You should water in the "morning" or whenever you turn the lights on (depending on how you have your lights timed this could be at any time of the day)


----------



## headband (Apr 4, 2008)

i waterd at night, so the temps and lights wouldnt evaporate the water leaving behind extra nutes, idk whatts best tho, i also was trying to create purple, with colder temps...


----------



## Runbyhemp (Apr 4, 2008)

Morning is the best


----------



## headband (Apr 4, 2008)

> Morning is the best


how do you know?


----------



## Runbyhemp (Apr 4, 2008)

Because that's what the experts recommend.


----------



## bznuts (Apr 4, 2008)

this is the "outdoor" section fellas. No "lights" on my set up. ???


----------



## Hick (Apr 4, 2008)

Runbyhemp said:
			
		

> Because that's what the experts recommend.


 hee hee.. I've always watered in the evening, too. Pretty much for the same reasons HB stated.
  I just did a quick "google", to see what came up. Looked like about a 50/50 split..


----------



## Runbyhemp (Apr 4, 2008)

Morning  my theory is that ... wait for it ... if you water in the morning the plant has the full day to utilize the food, whereas if you feed in the evening it does not.

it also means my soil *does* get enough heat to dry out so as not to have soggy medium overnight.

You're never gonna leave me alone are ya Hick ?


----------



## bznuts (Apr 4, 2008)

nice. thanks guys


----------



## Kupunakane (Apr 4, 2008)

Yo Ho bznuts,

   I am a bit of a botanist so to speak. I love horticulture, and growing exotics is one of my bags. I have both a small hothouse and a fair greenhouse. In all my years of learning and growing, I was taught that you really shouldn't water at night as that might set you up for root problems, basically they say water during early am hours. Watering lawns is a good example, you do it at an optimal time in the morning. But also remember that it rains whenever.
 I guess I would advise early am if your grow is outdoors, and at the beginning of your light cycle if you are doing indoors.  Just my $0.02

smoke in peace
KingKahuuna


----------



## bznuts (Apr 4, 2008)

hey thanks king!


----------



## headband (Apr 5, 2008)

Runbyhemp said:
			
		

> Because that's what the experts recommend.
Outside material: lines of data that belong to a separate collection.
PR #1646, opened 2026-06-01
fix: tighten buildUrlMatcher boundary check and add dedicated unit tests

ssilare-adobe:
## Summary

Followup to #1598 addressing reviewer feedback from the [PR review](https://github.com/adobe/spacecat-shared/pull/1598#pullrequestreview-4402247594).

### Changes

**`src/utils/pattern-utils.js`** — Fix `/*` prefix boundary over-matching + document regex contract

`/products/*` previously matched `/productsabc` via `pathname.startsWith('/products')`. Fixed to require either an exact match or a `/`-separated child: `pathname === prefix || pathname.startsWith(prefix + '/')`.

Regex patterns continue to match against the full URL string for backward compatibility with callers using full-URL patterns like `^https://example\.com/.*`. The JSDoc now documents this contract explicitly.

**`test/utils/pattern-utils.test.js`** — New dedicated unit test file covering `/*`, `/path/*`, boundary safety, regex behavior, and invalid inputs.

**`test/utils/metaconfig-utils.test.js`** — New dedicated unit test file for `addPatternsToMetaconfig` and `removePatternFromMetaconfig`.

### What was NOT changed

- **Rollback only removes `allowedRegexPatterns[0]`** — Not a bug. Path suggestions always have exactly one `allowedRegexPatterns` entry by design.
- **Sibling keys on `metaconfig.prerender`** — No sibling keys exist currently, so no spread is needed. Can be added when the schema grows.

## Test plan

- [x] `npm test` in `packages/spacecat-shared-tokowaka-client` — 765 passing, 100% coverage on both utils files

and who are these experts runbyhemp? im not botanist either. What kind of root problems kk?, I could see the soil temperature dropping since its wet in all and dark, but if you grow indoors, this really isnt a problem since your temps should be stable, but growing OD it sure could be. I wouldnt water my lawn @ night and probably neither my mary jane....


----------



## headband (Apr 5, 2008)

Runbyhemp said:
			
		

> Morning if you water in the morning the plant has the full day to utilize the food,


so your saying a plant wont utilize its food @ night? 





> whereas if you feed in the evening it does not.


 How not? Who says?



> it also means my soil *does* get enough heat to dry out so as not to have soggy medium overnight.


my medium has alll 12 freakin hours to dry out with out being soaked during the light schedule.... as you water during the light schedule, which maby not even enough time to completely dry it out.:ignore:


			
				HICK said:
			
		

> Pretty much for the same reasons HB stated.


----------



## longtimegrower (Apr 5, 2008)

Im an evening believer also. Im on hicks side lol. But i can see both sides.


----------



## Runbyhemp (Apr 5, 2008)

> [so your saying a plant wont utilize its food @ night?



A plants metabolism slows down at night. A plant needs light to photosynthesise. 



> as you water during the light schedule, which maby not even enough time to completely dry it out.



Sorry mate, this statement makes no sense to me. Watering in the morning means that my medium has sufficient time to dry out. Waterlogged medium can result in root problems as KK said. It also causes mould.


----------



## karmacat (Apr 5, 2008)

Runbyhemp said:
			
		

> Watering in the morning means that my medium has sufficient time to dry out. Waterlogged medium can result in root problems as KK said. It also causes mould.



Would of been my reply as well.


----------



## HippyInEngland (Apr 5, 2008)

I grow outside and feed in the morning BEFORE the sun rises, when the sun is up and photosynthesis starts the plant feeds slowly then when the sun has peaked the plant has been fed and can use all it has gained for growth, as mentioned earlier, different people have different methods, just do it how you feel comfortable with.


----------



## headband (Apr 5, 2008)

Runbyhemp said:
			
		

> Sorry mate, this statement makes no sense to me.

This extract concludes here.